I bucket game situation into 5 buckets, representing the score differential from the attacking team's POV:

In [1]:
def score_differential_to_sitch(x):
    if x < -1:
        return 0
    elif x == -1:
        return 1
    elif x == 0:
        return 2
    elif x == 1:
        return 3
    elif x > 1:
        return 4

I fit the model in pymc3 using data from the 2017-2018 English Premier League season.

Results

The chart below uses the $segment$, $sitch$, and $segmentsitch$ parameters to show the tendency for an average team to generate xG based on game segment and situation, after controlling for team strengths. I've inverted the parameter signs so that higher values correspond with more xG generation; these are represented by lighter colors. The top half of the chart is lighter than the bottom half because teams that are down tend to generate more xG than those that are up. Also, the 2nd half of the game is generally lighter than the first, as games tend to "open up" in the 2nd half.
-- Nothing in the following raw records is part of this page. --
Issue #7554, opened 2026-09-08
Make the vendored upstream `Test` module the default provider


tokuhirom:
The vendored upstream `Test.rakumod` (`modules/Rakudo-Core/lib/`, source hash
`f34dec45d52ad099c37f42fdbd93e277`, 953 lines of ordinary Raku) **runs verbatim
under mutsu**. What is still open is making it what a bare `use Test` resolves
to. Today that is opt-in behind `MUTSU_REAL_TEST=1`; the native TAP provider in
`runtime/test_functions.rs` is still the default.

The flip was attempted on 2026-09-07/08 and **withdrawn** — see "Why it was
withdrawn" below. This file is the entry point for resuming it.

## What is already done

The campaign's real product was never the flip: it was the ~130 general
interpreter fixes the module forced along the way. The module exercises phasers,
`EVAL`, `callframe`, custom traits, `nqp::` ops, subtests and lazy evaluation, so
every gap it hit was a gap in mutsu, not in `Test`. Those fixes are all landed
and are independent of which provider is default. This is BATTERIES.md rung 2 in
its intended form — grow the interpreter until the real module runs verbatim,
rather than reimplement it natively.

## The completion criteria, and where they stand

Measured on a 4-core box, 2026-09-07/08, release build unless stated.

**1. No correctness regression in the roast and `t/` suites — MET.** The roast
dual-provider sweep (`scripts/roast-test-module-sweep.sh`, whitelist, both
providers, 4 jobs) ended at 1431 pass under both, 0 regressed, 0 pass-only-under-
real, 4 fail under both (container-environment files). Under the vendored module
as default: `prove -j4 t/` 3836 files / 40528 tests PASS, and `make roast` 1436
files / 218939 tests with only the known container-environment failures.

**2. The per-file timeout class is closed — MET.** `roast/S03-buf/write-int.t`
(~93 000 assertions) against the 30 s budget: 11.4 s idle, 14.6 s under
`prove -j4` alongside the five next-heaviest files — a 51% margin, measured
directly on 4 cores rather than scaled from a 12-core box.

**3. `Test::Util` still composes — MET.** roast loads it from
`roast/packages/Test-Helpers/`, exercised by the sweep under both providers.

**4. The `Bundled-library test suites` gate — NOT MET.** This is the blocker.

## Why it was withdrawn

The gate (`scripts/battery-testsuite.sh`, run inside CI's `test` job) reports
[...]

PR #7833, opened 2026-09-10
refactor: move every t/ test into its category directory

### LINKED ISSUE #7819: t/ contains too much files

tokuhirom:
The second half of #7819, following #7826 which landed the layout, the `prove -r` discovery and the `check-t-layout` guard. This is the move.

`t/` had 3,948 flat `.t` files — past the point where a directory listing is an index. The largest directory in the tree is now **193** files.

Closes #7819.

## The shape

Ten of the sixteen categories carry a second level. One level was not enough: it left `collections` at 534, `oo` at 533 and `routines` at 492, which is no more browsable than the flat directory was. For calibration, **roast's own largest directory is 70 files**. After the split the largest subcategory is `t/routines/signature/` at 167.

```
t/collections/{array,hash,lazy-seq,range-pair,set-bag-mix,subscript,transform}/
t/concurrency/{promise,supply,thread-lock}/
t/lang/{adverbs,operators,parsing,quoting}/
t/modules/{batteries,compunit,import-export}/
t/oo/{attribute,class,construct,method,mop,role,trait}/
t/regex/{match,subst,syntax}/
t/routines/{call,closure,dispatch,signature}/
t/types/{coercion,enum-subset,numeric,string,temporal}/
t/vm/{binding,codegen,frames,scope,writeback}/
t/{control,exceptions,grammar,io,nativecall,rakuast,tooling}/
```

**The subcategory boundaries are the most arguable part of this PR.** They all live in one `SUBRULES` table in `scripts/migrate-t-layout.py`; re-running the script regenerates the tree, so they are cheap to re-cut if you would draw them differently.

## How to review a 4,000-file rename

Don't read the diff — re-run the rules and diff their output:

```
python3 scripts/migrate-t-layout.py --check    # every placed file is where the rules say
make check-t-layout                            # categories, depth cap, unique basenames
```

`scripts/migrate-t-layout.py` performed the sweep and stays in the tree, which is what makes the result reproducible rather than a one-off sort. It places a file from an explicit `OVERRIDES` map, then an ordered `RULES` list (first regex wins, most specific subject first), then the per-category `SUBRULES` table. If any file matches nothing it reports and refuses to apply, so the tree cannot end up half-placed. **Six files needed a hand-written override; the rules placed the other 3,942.**

`--check` is wired into `make check-t-layout`, so the layout stays reproducible rather than drifting.

## Commit 1 is a pure rename; commits 2 and 3 are the cost

The move itself is **3,949 renames with zero insertions and zero deletions**. But it was not a pure rename overall, and the reason is the most useful thing this turned up.

### 129 tests addressed fixtures relative to their own file

```raku
use lib $?FILE.IO.parent.add('lib').Str;                            # -> t/lib, before
use lib $*PROGRAM.parent(2).add("roast/packages/Test-Helpers/lib");
```

Both only ever resolved correctly because every test sat directly in `t/`. One level down the first points at `t/<category>/lib` and the second at `t/`, so those tests could not find `Test::Util` and **aborted before running a single assertion** — 12 files reporting `exited 255, Tests: 0`, and 721 fewer tests in the suite.

They now use root-relative literals (`use lib 't/lib'`), which is depth-independent because `prove`, `make test` and CI all run from the repository root — and is what the 100+ tests already saying `use lib 't/lib'` had been doing all along. Same treatment for the non-`use lib` cases: EVALFILE targets, a vendored module path, and an `-I` list built from `$*PROGRAM.parent(2)`.

Left alone deliberately: `t/fixtures/use-lib-dynamic-sibling/probe.rakutest`, whose whole purpose is to exercise `use lib $*PROGRAM.sibling(...)`, and which does not move.

**`docs/t-directory-layout.md` now states the rule** — address a fixture from the repository root, never from the test file — replacing its earlier claim that no test body would need editing. That claim was true of the 100+ tests I sampled and false for these 129; it is the one thing this migration cost something to learn.

### Four files named a path rather than loading one

Three asserted on their **own** filename (`$?FILE`, `callframe.file`) and now match on the basename, which stays unique and stable even if a category is re-cut. One Rust integration test, `tests/proto_method_body_compiled_once.rs`, executes a specific `t/` file by path. That one aborts `make test` before `prove` runs, which is why the first full-suite attempt never reached the TAP files at all.

## Verification

| gate | result |
| --- | --- |
| `make test` | **PASS** — 3,949 files, **41,978 tests** |
| `make roast` | only the three documented container failures (`docs/agent-environments.md`), unchanged across four runs |
| `make lint` | exit 0, all four configurations |
| `cargo fmt --all --check` | clean |
| `make check-t-layout` | OK (guard + `--check`) |

The test count is the number that matters: **41,978 both before and after**, versus 41,257 while the fixture paths were broken. Every repaired file is running its full plan again rather than silently short-planning.

Filenames are unchanged throughout — `t/regex-backtrack.t` became `t/regex/syntax/regex-backtrack.t`, not `.../backtrack.t` — so the several hundred prose `t/<name>.t` references in `docs/` and `news/` still resolve by `git grep`, and were deliberately not rewritten.

https://claude.ai/code/session_01RmggmzmJQfQkywq1QU3Cb9

---
_Generated by [Claude Code](https://claude.ai/code/session_01RmggmzmJQfQkywq1QU3Cb9)_


tokuhirom:
## CI `test` failure was a latent CI bug, now fixed in `2da6f85a6`

Six files (`t/io/io-handle-*`, `t/io/io-cathandle-read-dispatch.t`, `t/io/dir-seq-map-gist.t`, two `t/collections/lazy-seq/*`) died at their first `spurt` with `exited 255` / "planned N but ran 0".

**Not the move, and not the tests.** Two dozen tests write scratch files to a repository-relative `tmp/`, which is gitignored and therefore absent from a fresh checkout. `make test` starts with `@mkdir -p tmp`, and so do the `gc-stress` and `jit-stress` TAP steps — **the `test` job's TAP step was the only one of the four that did not.** It got away with it because the flat `t/` ordering happened to run something that created the directory before anything needed it; nesting reshuffled `prove`'s walk and removed that luck.

The evidence is clean:

- **`gc-stress` passed on this exact commit**, running the identical 3,950-file suite. The only relevant difference between the two steps is that `mkdir -p tmp`.
- `dir-seq-map-gist.t` failed *only* tests 6-7 — precisely where it stops exercising `dir` and starts writing to `tmp/`.
- Removing `tmp/` locally reproduced the CI symptom exactly, and restoring it made the same `prove -r -j4 -e scripts/run-t-test.sh` command pass:

```
=== without mkdir (CI before fix):   Files=2, Tests=0   Result: FAIL
=== with mkdir -p tmp (after fix):   Files=2, Tests=7   Result: PASS
```

The fix adds `mkdir -p tmp` to that step so it no longer depends on execution order. No test file is changed.

---

tokuhirom:
## Update: the TAP suite is green; the remaining blocker is a `main` regression

The `mkdir -p tmp` fix worked — **`prove -r -j4` over all 3,950 files reports `Result: PASS`**, and so does the roast step in the same job. `gc-stress`, `lint-configs`, `wasm-e2e`, `miri` and `changes` are all green.

What now fails is the **battery gate**, on three libraries this PR does not touch:

```
REGRESSION: whitelisted DateTime::Parse/01-basic.t no longer passes
REGRESSION: whitelisted Encode/01-basic.t no longer passes
REGRESSION: whitelisted Log::Async/08-use.rakutest no longer passes
```

**It is not this PR's.** `git diff origin/main -- src/ modules/ batteries.lock batteries-whitelist.txt batteries-exclude.txt` is **empty** — every input the gate exercises is byte-identical to `main`. I reproduced the identical three regressions locally on that identical code.

Root-caused and filed as #7837: `EVAL $code, context => $caller-context` ignores the context, so the vendored `Test.rakumod`'s string form of `throws-like` (`Test.rakumod:640`) evaluates in the Test module's scope instead of the caller's and cannot see the test file's imports:

```
    not ok 2 - right exception type (Encode::X::Encode::Unknown)
    # Got:      X::AdHoc
    # Exception message: Could not find symbol 'Encode::decode'
```

Minimal repro with a side-by-side oracle divergence is in the issue. The same file passes under the native provider (`MUTSU_REAL_TEST=`), which is why this only appeared when da21ca091 (#7554) made the vendored module the default — a couple of hours ago, after this branch's work began.

**No fix exists to port**, and fixing `EVAL`'s context handling is an interpreter change well outside a directory move, so I am not widening this PR with it. Not re-running either: it is deterministic, not a flake, and a re-run would only burn a cycle.

This PR is blocked on #7837 landing. Everything else on it is green.

---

The lightest square corresponds to the closing minutes of a game, for the team down by only one goal.

In [5]:
Image(os.path.join(CHART_DIR, 'game_sitch.png'))
Out[5]:

And as I mentioned in the motivation section, the danger of ignoring game situation when using xG to evaluate team strength is that you'll get upwardly-biased estimates of the strength of the weakest teams and downwardly-biased estimates of the strength of the strongest teams. To illustrate, I fit the same model on the same data, but without $segment$, $sitch$ or $segmentsitch$ parameters. The chart below shows the posterior distributions for the defending strength parameters from the two models. Again, I've inverted the paramater signs so that lower -> stronger xG Suppression. As anticipated, the model that ignores game situation tends to overestimate the strength of the weakest teams and underestimate the strength of the strongest.

In [6]:
Image(os.path.join(CHART_DIR, 'xg_suppress.png'))
Out[6]:

The corresponding chart for attacking strength shows the same phenomenon, but to a lesser degree.

In [7]:
Image(os.path.join(CHART_DIR, 'xg_gen.png'))
Out[7]:

Conclusion

Across sports, when using an effort-based outcome measure like goals, shots, or expected goals to measure team strengths, we need to control for the teams' levels of effort. We can't measure effort directly, but we can measure the game situation, which determines effort level. Indeed, we could add covariates to this model that also help determine effort level, such as whether the game was a must-win to avoid relegation. When we don't control for effort, we risk underestimating the strength of the strongest teams because the strongest teams often find themselves in situations where they don't need to give 100%. Similarly, we risk overestimating the strength of the weakest, because they are often in situations where their opponents aren't giving 100%.